From experiments with high strength sludge waters with ammonium concentrations from 718 mg/L NH₄-N to 967 mg/L NH₄-N by means of Carpathian clinoptilolite, the following boundary conditions can be derived with which the highest possible loading of the sorbent CCP 20 can be achieved:

• the pH value should be in a range of 2 to 8 (or the arbitrary pH if below 8),
• the temperature of 307 K should be preferred over lower temperatures (e.g., 283 K or 295 K),
• the choice of a low specific sorbent dose (e.g., <0.1 g_CLI/mg_NH4-N) is advantageous,
• pre-loaded sorbent should be recontacted with the sludge water several times (up to three times)
• the contact time of (pre-loaded) sorbent should be at least 30 min.

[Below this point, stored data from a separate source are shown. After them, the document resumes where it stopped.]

PR #303, opened 2023-02-01
Solution

yana-kotsulym:


yana-kotsulym:
https://yana-kotsulym.github.io/js_employees_table_DOM/

src/scripts/main.js
```diff
@@ -1,3 +1,291 @@
...
+
+let index;
+let count = 1;
+
+tableHead.addEventListener('click', (e) => {
+  const item = e.target.textContent.toLowerCase();
+
+  const dir = count % 2 === 0 && item === index
+    ? 'desc'
+    : 'abs';
```
loralevitska, line 180: What does it mean `abs`?
```suggestion
    : 'asc';
```

loralevitska (changes requested):
- Remove this 
image
- Use `trim()` to avoid empty values and validate number values (numbers must be positive)
image
- save edited values 

https://user-images.githubusercontent.com/70009205/216373116-6cc31d53-a0c2-4efe-9c7e-49996135b786.mov

- For `office` column (for edit in row) should be select

Volodymyr-Melnyk-Fron10der (changes requested):
Hi, 

1. Office is still not saved after sorting (previous comment from Lora)
2. Smth weird happens here😅

https://user-images.githubusercontent.com/122989585/217770744-c0b294de-ccbb-422c-88e3-2c9c4b5a5596.mp4

src/scripts/main.js
```diff
@@ -1,3 +1,321 @@
...
+          <option value="Tokyo">Tokyo</option>
+          <option value="Singapore">Singapore</option>
+          <option value="London">London</option>
+          <option value="New York">New York</option>
+          <option value="Edinburgh">Edinburgh</option>
+        </select>
+      </label>
+      <label>Age:
+        <input name="age" type="number" data-qa="age">
+      </label>
```
slavanosatskyi, line 127:
```suggestion
      <label>
        Age:
        <input name="age" type="number" data-qa="age">
      </label>
```

src/scripts/main.js
```diff
@@ -1,3 +1,321 @@
...
+  });
+
+  initTableBody();
+  e.target.reset();
+  setTimeout(removeNotification, 2000);
+});
+
+tableBody.addEventListener('dblclick', (e) => {
+  const item = e.target.closest('td');
+  const i = item.cellIndex;
```
slavanosatskyi, line 265:
```suggestion
  const columnIndex = item.cellIndex;
```
name i only works in for loops, otherwise it is almost impossible to understand what does it stand for. Try to press ctrl + F and try to find in which place your variable is used ;)

slavanosatskyi (changes requested):
Very nice work, just a couple of issues to be fixed.
1. Some comments from code
2. Notification error is not clear. My form is filled, but the error says that something is missing. Try to find the way to tell the user what actually is wrong
Screenshot 2023-02-09 at 19 12 48

Volodymyr-Melnyk-Fron10der (approved):
Looks good✅

PR #304, opened 2023-02-03
solution

vladyslav-krainyk:
[DEMO LINK](https://vladyslav-krainyk.github.io/js_employees_table_DOM/)


DarkMistyRoom (changes requested):
- image

- There should be the same validation on editing as on adding
image

qoa11a (approved):

PR #307, opened 2023-02-07
table

anastasia-radchencko:
https://anastasia-radchencko.github.io/js_employees_table_DOM/

### DIFF
--- a/src/scripts/main.js
+++ b/src/scripts/main.js
@@ -1,3 +1,263 @@
 'use strict';
 
-// write code here
+const table = document.querySelector('table');
+const tbody = document.querySelector('tbody');
+const tr = tbody.querySelectorAll('tr');
+const row = [...tr];
+
+// sort by click
+
+table.addEventListener('click', (e) => {
+  const th = e.target.closest('th');
+
+  if (!th || !table.contains(th)) {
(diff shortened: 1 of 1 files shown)


DarkMistyRoom (changes requested):
- the sorting works only in one direction
- all form fields should be required. I just add an empty row
image

- it appears after doubleclick
image

- there should be validation on editing
image

- use select to edit the position

slavanosatskyi (changes requested):
Screenshot 2023-02-07 at 19 00 55
Screenshot 2023-02-07 at 19 01 06
Nice work, but few more changes are needed. 
1. Please, add validation to the form. It is still possible to add name with one letter and age can be less than 18 and bigger than 90
2. On cell double click the text is not cleared, only the last word. If you change the focus previous value is not returned (see screenshots)

DarkMistyRoom (changes requested):
- Sorry, I make a mistake last time. I meant to add select on editing the office, not the position. Now I can input invalid data

image

- Salary still works incorrect
https://www.loom.com/share/9d435de147014fca91dd8ee9d99bd72c

SanyaBratashchuk (approved):

PR #309, opened 2023-02-14
Solution

Ukrainiane-panda:
[DEMO LINK](https://Ukrainiane-panda.github.io/js_employees_table_DOM/)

However, other boundary conditions may be relevant, depending on the objectives of the treatment, e.g., high loading of the sorbent, shortest possible contact time, low effluent concentrations. For the design as well as the implementation of the process, the required contact time is of major importance. In the experiments it could be shown that a high loading of the clinoptilolite can be achieved already after 30 min. Therefore, it can be deduced that the necessary equipment for the treatment of the relatively small partial flow of the sludge water compared to the main wastewater flow would only require minor construction and plant engineering upgrades.

Based on the found conditions, it is of interest for future investigations under which parameters the clinoptilolite can be regenerated and possibly reused. Furthermore, it should not be omitted that the liquid resulting from the regeneration is still usable or the recovered ammonium is available in a usable form.